= 10th Guards Budapest Rifle Corps =

The 10th Guards Budapest Rifle Corps was a unit of the Soviet Red Army during the Eastern Front of World War II. It traces its history to the 3rd Guards Rifle Corps, originally activated in January 1942, which was redesignated the 10th Guards Rifle Corps on 13 August 1942.

By Transcaucasian Front Order No. 00169 dated 3 August 1942, the corps began to form. The formation of the corps took place in the first half of August 1942 in the Makhachkala area from the previously completed 4th, 5th, 6th and 7th Guards Rifle Brigades (later to be expanded into 108th, 109th, and 110th Guards Rifle Divisions). On 13 August 1942, the 3rd Guards Rifle Corps was renamed to the 10th Guards Rifle Corps. It took part in the Dnieper–Carpathian Offensive as part of the 5th Shock Army, 3rd Ukrainian Front. They also took part in the Budapest Offensive as part of the 46th Army. Later, it became part of the Odessa Military District.

The 99th Rifle Division (2nd Formation) was withdrawn to Dubăsari in Moldova (Odessa Military District) with the Corps by spring 1946, where it was reduced to the 37th Separate Rifle Brigade. The latter was soon disbanded in December 1946.

In 1948, the 10th Guards Rifle Corps was part of 4th Guards Army, alongside 24th Guards Rifle Corps and 82nd Rifle Corps. It was made up of 33rd Guards Mechanized Division, 59th Guards RD, and 86th Guards Rifle Divisions. 86 GRD was still with it in 1955. By the time of its disestablishment it had been assigned the Military Unit Number No. 69651.

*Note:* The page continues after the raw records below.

Issue #179, opened 2024-01-03
Build fails for PRs opened from forks


alexvanyo:
https://github.com/android/snippets/blob/87948ac8ef0173a1562ed43d58801d76e8387f99/.github/workflows/build.yml#L31-L34

The checkout build step uses a secret PAT, which forks don't have access to, so the build step immediately fails for any PRs opened from a fork.

Example PR: https://github.com/android/snippets/pull/178

arriolac:
I made changes to fix the PAT-specific issue [here](https://github.com/android/snippets/commit/fdc1b8e2911e0bf98181f5b40e7101aa34ad395b). Builds are still failing though

wgobezie27:
Please any one help me this code development android app, because i am not exprianced to developed?
// MainActivity.kt
package com.example.constructionapp

import android.os.Bundle
import androidx.activity.ComponentActivity
import androidx.activity.compose.setContent
import androidx.compose.foundation.layout.*
import androidx.compose.material.*
import androidx.compose.material.icons.Icons
import androidx.compose.material.icons.filled.Add
import androidx.compose.runtime.*
import androidx.compose.ui.Modifier
import androidx.compose.ui.tooling.preview.Preview
import androidx.compose.ui.unit.dp
import androidx.compose.ui.Alignment
import androidx.navigation.NavHostController
import androidx.navigation.compose.NavHost
import androidx.navigation.compose.composable
import androidx.navigation.compose.rememberNavController
import com.example.constructionapp.ui.theme.ConstructionAppTheme
import androidx.compose.foundation.lazy.LazyColumn
import androidx.compose.foundation.lazy.items
import androidx.compose.runtime.saveable.rememberSaveable
import androidx.compose.foundation.text.KeyboardOptions
import androidx.compose.ui.text.input.KeyboardType
import androidx.compose.material3.AlertDialog
import androidx.compose.material3.Button
import androidx.compose.material3.ExperimentalMaterial3Api
import androidx.compose.material3.Icon
import androidx.compose.material3.IconButton
import androidx.compose.material3.MaterialTheme
import androidx.compose.material3.OutlinedTextField
import androidx.compose.material3.Scaffold
import androidx.compose.material3.Surface
import androidx.compose.material3.Text
import androidx.compose.material3.TopAppBar
import androidx.compose.runtime.saveable.rememberSaveable
import androidx.compose.ui.text.TextStyle
import androidx.compose.ui.unit.sp
import java.util.UUID
[...]

PR #513, opened 2025-05-08
Adding snippet for MV-HEVC video playback

vad710:


devbridie:
Due to #179 spotless will fail. It seems OK to me though.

The corps was disestablished by being redesignated the 14th Guards Army on 25 November 1956 in Kishinev.

== Commanders ==
- Feofan Parkhomenko (8 August 1942 – 13 August 1942), Guards Major General;
- Ivan Terentyevich Zamertsev (13 August 1942 – 11 September 1942), Guards Major General;
- Ivan Alexandrovich Sevastyanov (15 September 1942 – 10 November 1942), guard colonel;
- Vasily Glagolev (11 November 1942 – 11 February 1943), guard colonel, guard major general;
- Pavel Gavrilovich Petrov (10 February 1943 – 20 February 1943), Guard Colonel, acting;
- Ivan Rubanyuk (12 February 1943 – April 1947), Guard Major General, Guard Lieutenant General [10] [11];
- Semyon Kozak (April 1947 – July 1950), Guard Lieutenant General;
- Pavel Nikonovich Bibikov (April 1951 – July 1953), Guard Major General;
- Efim Vasilievich Ryzhikov (July 1953 – 11 June 1956), Guard Lieutenant General;
- Konstantin Fedorovich Mayorov (12 June 1956 – 15 November 1956), Guard Major General.